§ Directions for this task: Find the string "these" in the records. Copy each line that has it.

§ Task material:

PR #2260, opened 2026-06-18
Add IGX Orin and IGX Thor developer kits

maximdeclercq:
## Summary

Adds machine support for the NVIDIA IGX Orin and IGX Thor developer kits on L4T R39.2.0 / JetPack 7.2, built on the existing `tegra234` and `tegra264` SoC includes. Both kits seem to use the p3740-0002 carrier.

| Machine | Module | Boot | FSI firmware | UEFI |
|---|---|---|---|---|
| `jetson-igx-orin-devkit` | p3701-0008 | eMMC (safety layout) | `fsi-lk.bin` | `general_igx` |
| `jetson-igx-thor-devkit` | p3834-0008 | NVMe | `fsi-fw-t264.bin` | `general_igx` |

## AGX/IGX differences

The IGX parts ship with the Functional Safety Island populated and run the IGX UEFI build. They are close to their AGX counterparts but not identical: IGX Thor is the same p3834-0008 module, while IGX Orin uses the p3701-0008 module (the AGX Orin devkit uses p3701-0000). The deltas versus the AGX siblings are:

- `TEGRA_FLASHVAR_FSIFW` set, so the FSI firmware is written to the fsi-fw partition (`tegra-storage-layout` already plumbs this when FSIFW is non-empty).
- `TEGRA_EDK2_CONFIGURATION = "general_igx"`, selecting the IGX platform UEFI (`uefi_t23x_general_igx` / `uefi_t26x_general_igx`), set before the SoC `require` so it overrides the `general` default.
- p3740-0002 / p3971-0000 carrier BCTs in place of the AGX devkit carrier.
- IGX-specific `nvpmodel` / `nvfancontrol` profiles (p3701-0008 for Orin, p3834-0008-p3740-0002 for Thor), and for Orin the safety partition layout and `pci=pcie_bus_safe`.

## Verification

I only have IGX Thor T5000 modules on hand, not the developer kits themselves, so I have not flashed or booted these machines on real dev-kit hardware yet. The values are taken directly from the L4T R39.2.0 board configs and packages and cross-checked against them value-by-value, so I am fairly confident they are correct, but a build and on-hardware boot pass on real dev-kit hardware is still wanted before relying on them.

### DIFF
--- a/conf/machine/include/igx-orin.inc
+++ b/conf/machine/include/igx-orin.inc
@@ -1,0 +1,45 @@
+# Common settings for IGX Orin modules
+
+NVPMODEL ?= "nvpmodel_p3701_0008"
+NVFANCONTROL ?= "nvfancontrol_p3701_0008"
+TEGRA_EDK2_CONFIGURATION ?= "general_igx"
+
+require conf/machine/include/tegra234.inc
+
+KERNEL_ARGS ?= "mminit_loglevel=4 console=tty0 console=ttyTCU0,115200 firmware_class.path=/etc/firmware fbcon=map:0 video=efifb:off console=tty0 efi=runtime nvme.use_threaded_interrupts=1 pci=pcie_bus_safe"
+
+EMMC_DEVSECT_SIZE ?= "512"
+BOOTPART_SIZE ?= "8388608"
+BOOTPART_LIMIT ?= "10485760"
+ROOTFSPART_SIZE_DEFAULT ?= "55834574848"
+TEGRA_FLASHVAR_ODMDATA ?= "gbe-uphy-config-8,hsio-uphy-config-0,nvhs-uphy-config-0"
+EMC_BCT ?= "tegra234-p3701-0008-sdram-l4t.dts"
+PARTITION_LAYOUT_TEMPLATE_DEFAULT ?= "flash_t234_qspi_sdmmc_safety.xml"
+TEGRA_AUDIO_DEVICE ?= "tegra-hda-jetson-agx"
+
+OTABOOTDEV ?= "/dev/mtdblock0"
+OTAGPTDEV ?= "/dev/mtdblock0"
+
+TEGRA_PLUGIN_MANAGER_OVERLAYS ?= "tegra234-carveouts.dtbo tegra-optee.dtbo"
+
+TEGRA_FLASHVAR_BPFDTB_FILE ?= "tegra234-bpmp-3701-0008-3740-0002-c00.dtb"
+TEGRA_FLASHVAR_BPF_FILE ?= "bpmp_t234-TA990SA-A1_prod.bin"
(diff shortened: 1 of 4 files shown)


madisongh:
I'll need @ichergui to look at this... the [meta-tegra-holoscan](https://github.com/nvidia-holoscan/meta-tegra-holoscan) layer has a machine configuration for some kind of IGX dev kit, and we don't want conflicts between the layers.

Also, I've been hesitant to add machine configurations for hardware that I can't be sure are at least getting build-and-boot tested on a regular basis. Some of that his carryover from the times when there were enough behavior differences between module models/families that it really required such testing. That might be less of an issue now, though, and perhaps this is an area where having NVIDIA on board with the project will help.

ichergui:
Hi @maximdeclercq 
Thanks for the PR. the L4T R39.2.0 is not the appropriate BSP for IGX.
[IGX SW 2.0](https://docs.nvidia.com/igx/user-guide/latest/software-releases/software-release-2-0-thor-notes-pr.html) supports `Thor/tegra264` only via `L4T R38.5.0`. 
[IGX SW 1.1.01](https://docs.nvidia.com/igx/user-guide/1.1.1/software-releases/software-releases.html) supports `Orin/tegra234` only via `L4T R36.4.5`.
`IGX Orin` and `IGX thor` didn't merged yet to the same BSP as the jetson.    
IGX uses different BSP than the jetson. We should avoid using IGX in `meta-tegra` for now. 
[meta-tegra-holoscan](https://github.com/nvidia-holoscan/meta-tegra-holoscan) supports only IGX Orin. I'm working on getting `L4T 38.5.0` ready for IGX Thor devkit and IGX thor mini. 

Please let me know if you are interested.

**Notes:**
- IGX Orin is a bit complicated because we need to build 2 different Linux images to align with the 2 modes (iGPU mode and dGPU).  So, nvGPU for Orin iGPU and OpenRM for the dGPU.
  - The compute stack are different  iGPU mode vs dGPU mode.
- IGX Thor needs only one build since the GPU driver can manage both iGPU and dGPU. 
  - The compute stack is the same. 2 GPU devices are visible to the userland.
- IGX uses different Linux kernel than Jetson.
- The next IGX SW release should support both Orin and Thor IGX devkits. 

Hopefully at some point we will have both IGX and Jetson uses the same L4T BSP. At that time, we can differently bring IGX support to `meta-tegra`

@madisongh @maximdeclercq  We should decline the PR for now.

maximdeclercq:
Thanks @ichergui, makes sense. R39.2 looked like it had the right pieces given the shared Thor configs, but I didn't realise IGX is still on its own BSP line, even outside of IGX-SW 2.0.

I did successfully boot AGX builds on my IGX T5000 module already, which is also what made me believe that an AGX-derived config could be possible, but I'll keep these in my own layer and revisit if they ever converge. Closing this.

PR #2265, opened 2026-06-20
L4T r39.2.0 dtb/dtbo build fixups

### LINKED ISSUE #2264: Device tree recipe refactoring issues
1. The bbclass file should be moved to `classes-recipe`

§ Solution to this task:
I only have IGX Thor T5000 modules on hand, not the developer kits themselves, so I have not flashed or booted these machines on real dev-kit hardware yet. The values are taken directly from the L4T R39.2.0 board configs and packages and cross-checked against them value-by-value, so I am fairly confident they are correct, but a build and on-hardware boot pass on real dev-kit hardware is still wanted before relying on them.
I did successfully boot AGX builds on my IGX T5000 module already, which is also what made me believe that an AGX-derived config could be possible, but I'll keep these in my own layer and revisit if they ever converge. Closing this.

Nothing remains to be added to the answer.